Yes. Mythos demonstrated the ability to surface previously unknown vulnerabilities in production codebases during internal testing. Anthropic described it as “currently far ahead of any other AI model in cyber capabilities.”
Is Claude Mythos better than GPT-5?
Anthropic’s internal materials describe Mythos as “far ahead of any other AI model” in cybersecurity, which would include GPT-5. Independent benchmark comparisons across coding and reasoning are not yet available since Mythos is not publicly accessible.
What benchmarks does Mythos score highest on?
The leaked materials highlight cybersecurity as the area of greatest advantage. Mythos is described as “far ahead” of all competitors in cyber capabilities. Software coding and academic reasoning show “dramatically higher” scores compared to Opus 4.6.
How does Mythos compare to Opus?
Mythos outperforms Opus 4.6 across all measured benchmarks. The improvement is described as “dramatic” — a term Anthropic used in internal documents, not marketing materials. The trade-offs are slower speed and an estimated 2-5x higher cost.

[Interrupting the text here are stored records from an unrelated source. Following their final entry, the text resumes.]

PR #1271, opened 2023-07-05
feat: Add timezone parameter to file source

BinaryFissionGames:
### Proposed Change
* Adds a timezone parameter to the file source
  * The timezone only applies if there is not an offset in the timestamp (meaning the timezone is ambiguous). 
* Factor out parsing operator into a separate helper. 

##### Checklist
- [ ] Changes are tested
- [ ] CI has passed


resources/helpers/operatorhelper/operators.go
```diff
@@ -0,0 +1,123 @@
...
+	parseTimestampFormat string,
+	epochTimestampFormat string,
+	manualTimestampFormat string,
+	parseSeverity bool,
+	severityField string,
+) string {
+	operator := map[string]any{}
+
+	switch parseFormat {
+	case "json":
```
antonblock, line 48: This makes sense given the check for `none` in the template, but I think it'd be easier to reuse this if we can add some docs about the assumptions we make for this to be called. Like `This should only be used in a template when parseFormat is set to something other than none`

resources/source-types/file_log.yaml
```diff
@@ -114,6 +114,19 @@ spec:
           operator: notEquals
           value: none
 
+    - name: timezone
+      label: Timezone
+      description: The timezone to use when parsing ambiguous timestamps.
```
antonblock, line 119:
```suggestion
      description: The timezone to use if Timestamp Format doesn't include a time zone.
```

resources/helpers/operatorhelper/operators.go
```diff
@@ -0,0 +1,123 @@
...
+	case "ISO8601":
+		timestampConfig["layout"] = "%Y-%m-%dT%H:%M:%S.%f%z"
+	case "RFC3339":
+		timestampConfig["layout"] = "%Y-%m-%dT%H:%M:%S.%f"
+	case "Manual":
+		timestampConfig["layout"] = manualFormat
+	case "Epoch":
+		timestampConfig["layout_type"] = "epoch"
+		timestampConfig["layout"] = epochFormat
+	}
```
antonblock, line 119: I also don't know how much this will be expanded, but it might make it a bit easier to put the "magic" strings in `const`s 🤷

resources/source-types/file_log.yaml
BinaryFissionGames: I do think your wording is more clear, but the problem with this wording is it's wrong when the timezone on the timestamp is something like "CST" and not an absolute offset.

For instance, the meaning of "CST" is dependent on this parameter ( it could refer to American central time, or chinese time, depending on this location: https://go.dev/play/p/mW8IqRzQ_46).

I was trying to capture that case in the wording, but it's difficult to capture succinctly, clearly, and correctly.

resources/helpers/operatorhelper/operators.go
BinaryFissionGames: I pulled the case strings out into constants.

resources/source-types/file_log.yaml
antonblock: I agree, this seems like something better documented on Readme. I think this is still clearer, just wanted to be clear that the param will be ignored if the format already has it

shazlehu (approved):

PR #1274, opened 2023-07-06
feat: Add parsing options to TCP and UDP sources

BinaryFissionGames:
### Proposed Change
* Adds options to parse TCP and UDP logs, just like the filelog receiver.

##### Checklist
- [ ] Changes are tested
- [ ] CI has passed


resources/source-types/tcp.yaml
```diff
@@ -30,6 +30,168 @@ spec:
...
+      required: true
+      relevantIf:
+        - name: parse_severity
+          operator: equals
+          value: true
+        - name: parse_format
+          operator: notEquals
+          value: none
+
+    - name: parse_to
```
jsirianni, line 185: Can we use relevantIf: to hide this option when parse format is `none`?

resources/source-types/udp.yaml
```diff
@@ -24,14 +24,186 @@ spec:
...
+      required: true
+      relevantIf:
+        - name: parse_severity
+          operator: equals
+          value: true
+        - name: parse_format
+          operator: notEquals
+          value: none
+
+    - name: parse_to
```
jsirianni, line 185: Same feedback as tcp

jsirianni (commented):
Working great. Small nit

resources/source-types/tcp.yaml
BinaryFissionGames: Done for both TCP and UDP.

jsirianni (approved):

BinaryFissionGames:
@dsvanlani I'll make a separate ticket/pr for it, so we have it consistent between file, tcp, and udp.

PR #1286, opened 2023-07-10
feat: Overview auto-sort tables for "Top Three"

shazlehu:
### Proposed Change

When the user presses the "Top Three" buttons on the Overview page, the selected resources should sort to the top of the tables: https://app.vivifyscrum.com/boards/114813/sprint-backlog/376996/BPOP-1061

Also resolves: https://app.vivifyscrum.com/boards/114813/sprint-backlog/376996/BPOP-1159

##### Checklist
- [ ] Changes are tested
- [ ] CI has passed


BinaryFissionGames (approved):

ui/src/pages/destinations/DestinationsPage.tsx
```diff
@@ -167,6 +169,7 @@ export const DestinationsPageSubContent: React.FC<
         />
         <DestinationsDataGrid
           loading={data == null}
+          {...dataGridProps}
```
dsvanlani, line 172: Just making sure this is what we want, right now providing dataGridProps would not override any prop besides loading.

When I see this pattern I typically see this `{...dataGridProps}` as the last prop, so the renderer has power to override things.

I think it should either be the first prop (It only overrides props we dont define below), or the last prop (It overrides any prop).

dsvanlani (approved):

ui/src/pages/destinations/DestinationsPage.tsx
shazlehu: Good catch, sensible

PR #1295, opened 2023-07-10
fix: Seed embedded source ids

Mrod1598:
### Proposed Change

- Seed embedded sources on start up

##### Checklist
- [ ] Changes are tested
- [ ] CI has passed


cpheps (approved):
Looks good and is working

dsvanlani (approved):
This makes sense, but I personally don't believe this to be necessary.

I think that sources that were affected did not require an ID since there was not a sensitive parameter in them.  The UI Fix resolves the issue and any change to a config will correct this.  

I just think the continuation of this into multi account and multi-node deployments should be avoided.

PR #1298, opened 2023-07-11
feat: Add TLS authentication to the Kafka destination type

BinaryFissionGames:
### Proposed Change
* Adds support for TLS authentication to the kafka destination type.

##### Checklist
- [x] Changes are tested
- [ ] CI has passed


jsirianni (commented):
Seems to work well, but I am wondering if we want the two "Advanced" sections to be joined (either at the top or the bottom)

Is Claude Mythos a cybersecurity threat?
Anthropic itself acknowledged that Mythos “poses unprecedented cybersecurity risks” due to its dual-use capability. The model can both discover vulnerabilities for defenders and potentially enable exploitation by attackers. A Chinese state-sponsored group previously used weaker Claude models to infiltrate roughly 30 organizations.
What is Claude Mythos agent mode?
Mythos demonstrates enhanced consistency in autonomous agent workflows — executing multi-step tasks without human intervention. It maintains goal coherence across longer task sequences than Opus 4.6, reducing errors and drift during complex automated operations.